Work to complete — From the entries below, copy out every line with "GrantProperties" in it.

Records for processing —
'''
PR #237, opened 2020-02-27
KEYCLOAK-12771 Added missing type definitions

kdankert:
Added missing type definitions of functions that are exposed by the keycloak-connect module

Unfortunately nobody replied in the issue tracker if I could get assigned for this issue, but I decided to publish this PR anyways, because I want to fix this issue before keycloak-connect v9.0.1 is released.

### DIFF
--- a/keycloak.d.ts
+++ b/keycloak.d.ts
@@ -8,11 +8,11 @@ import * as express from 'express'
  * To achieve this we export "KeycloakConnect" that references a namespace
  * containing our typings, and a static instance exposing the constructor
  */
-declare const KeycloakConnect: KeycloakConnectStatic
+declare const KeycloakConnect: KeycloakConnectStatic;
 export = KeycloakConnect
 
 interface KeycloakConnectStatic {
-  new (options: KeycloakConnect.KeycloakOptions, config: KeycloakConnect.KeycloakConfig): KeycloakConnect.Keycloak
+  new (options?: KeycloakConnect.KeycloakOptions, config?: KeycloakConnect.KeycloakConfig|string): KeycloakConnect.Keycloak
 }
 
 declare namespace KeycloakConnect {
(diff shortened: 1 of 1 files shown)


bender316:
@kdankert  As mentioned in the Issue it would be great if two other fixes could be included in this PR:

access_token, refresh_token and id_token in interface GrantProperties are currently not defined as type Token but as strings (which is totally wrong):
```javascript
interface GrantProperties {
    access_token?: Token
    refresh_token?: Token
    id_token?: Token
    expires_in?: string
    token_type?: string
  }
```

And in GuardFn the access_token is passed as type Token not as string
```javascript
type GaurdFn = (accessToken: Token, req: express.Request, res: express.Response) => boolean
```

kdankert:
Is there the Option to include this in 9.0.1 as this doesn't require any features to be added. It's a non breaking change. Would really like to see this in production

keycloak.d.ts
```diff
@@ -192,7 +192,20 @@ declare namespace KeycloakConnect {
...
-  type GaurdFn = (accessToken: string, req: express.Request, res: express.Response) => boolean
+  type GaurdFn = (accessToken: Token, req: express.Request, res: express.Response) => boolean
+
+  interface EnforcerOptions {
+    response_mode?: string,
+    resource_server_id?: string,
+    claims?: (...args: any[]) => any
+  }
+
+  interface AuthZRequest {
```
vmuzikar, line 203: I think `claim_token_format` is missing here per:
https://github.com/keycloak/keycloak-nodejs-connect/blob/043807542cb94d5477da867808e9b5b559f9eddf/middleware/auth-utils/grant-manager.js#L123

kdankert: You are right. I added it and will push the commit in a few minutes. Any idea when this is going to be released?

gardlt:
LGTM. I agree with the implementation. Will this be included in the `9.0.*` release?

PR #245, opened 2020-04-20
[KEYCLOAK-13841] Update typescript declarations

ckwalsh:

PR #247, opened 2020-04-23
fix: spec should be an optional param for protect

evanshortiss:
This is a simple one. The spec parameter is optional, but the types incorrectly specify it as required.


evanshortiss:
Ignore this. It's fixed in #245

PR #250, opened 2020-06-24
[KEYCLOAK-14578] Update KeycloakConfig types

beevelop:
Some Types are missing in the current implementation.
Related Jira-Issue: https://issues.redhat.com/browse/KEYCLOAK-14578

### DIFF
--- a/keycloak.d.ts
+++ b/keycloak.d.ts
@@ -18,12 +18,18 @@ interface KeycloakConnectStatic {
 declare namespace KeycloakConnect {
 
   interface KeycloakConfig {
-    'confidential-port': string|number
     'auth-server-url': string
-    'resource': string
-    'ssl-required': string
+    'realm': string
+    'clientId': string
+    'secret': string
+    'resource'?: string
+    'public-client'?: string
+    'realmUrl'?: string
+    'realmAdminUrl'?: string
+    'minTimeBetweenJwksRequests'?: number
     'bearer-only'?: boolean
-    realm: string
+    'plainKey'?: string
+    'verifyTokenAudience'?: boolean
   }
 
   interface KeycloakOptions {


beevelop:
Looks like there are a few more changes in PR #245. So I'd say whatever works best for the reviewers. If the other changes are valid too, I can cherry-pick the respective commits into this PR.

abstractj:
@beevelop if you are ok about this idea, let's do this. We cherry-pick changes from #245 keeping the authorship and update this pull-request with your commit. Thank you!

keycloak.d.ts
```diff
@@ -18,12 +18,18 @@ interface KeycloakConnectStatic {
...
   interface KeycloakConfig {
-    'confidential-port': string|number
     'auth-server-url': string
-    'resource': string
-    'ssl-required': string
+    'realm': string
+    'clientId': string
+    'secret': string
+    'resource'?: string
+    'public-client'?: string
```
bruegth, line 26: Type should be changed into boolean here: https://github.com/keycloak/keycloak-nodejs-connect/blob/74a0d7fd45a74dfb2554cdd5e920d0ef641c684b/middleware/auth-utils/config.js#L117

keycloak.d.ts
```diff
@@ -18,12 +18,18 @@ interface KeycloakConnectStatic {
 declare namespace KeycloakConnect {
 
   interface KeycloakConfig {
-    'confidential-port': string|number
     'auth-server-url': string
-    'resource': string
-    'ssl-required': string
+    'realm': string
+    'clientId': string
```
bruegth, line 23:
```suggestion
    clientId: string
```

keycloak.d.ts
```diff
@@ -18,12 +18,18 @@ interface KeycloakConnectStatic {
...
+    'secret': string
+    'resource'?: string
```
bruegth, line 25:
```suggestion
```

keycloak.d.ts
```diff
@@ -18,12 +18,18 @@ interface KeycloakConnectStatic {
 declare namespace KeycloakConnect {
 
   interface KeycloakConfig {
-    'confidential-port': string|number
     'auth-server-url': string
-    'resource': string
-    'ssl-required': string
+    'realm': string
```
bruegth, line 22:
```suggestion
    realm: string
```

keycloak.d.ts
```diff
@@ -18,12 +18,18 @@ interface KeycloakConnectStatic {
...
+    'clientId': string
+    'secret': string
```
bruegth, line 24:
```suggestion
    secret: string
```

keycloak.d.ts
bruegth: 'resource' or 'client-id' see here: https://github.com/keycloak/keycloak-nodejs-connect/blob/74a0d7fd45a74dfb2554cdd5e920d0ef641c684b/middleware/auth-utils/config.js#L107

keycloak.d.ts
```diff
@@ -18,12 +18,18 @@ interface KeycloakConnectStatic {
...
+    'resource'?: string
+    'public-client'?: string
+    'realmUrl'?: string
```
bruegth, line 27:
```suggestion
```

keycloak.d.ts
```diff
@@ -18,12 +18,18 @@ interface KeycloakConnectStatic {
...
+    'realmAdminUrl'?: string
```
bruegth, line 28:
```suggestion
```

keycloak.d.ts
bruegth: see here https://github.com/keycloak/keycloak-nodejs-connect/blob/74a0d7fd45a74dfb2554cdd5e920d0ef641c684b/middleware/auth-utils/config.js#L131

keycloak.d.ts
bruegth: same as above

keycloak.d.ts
'''
Solved problem —
access_token, refresh_token and id_token in interface GrantProperties are currently not defined as type Token but as strings (which is totally wrong):
interface GrantProperties {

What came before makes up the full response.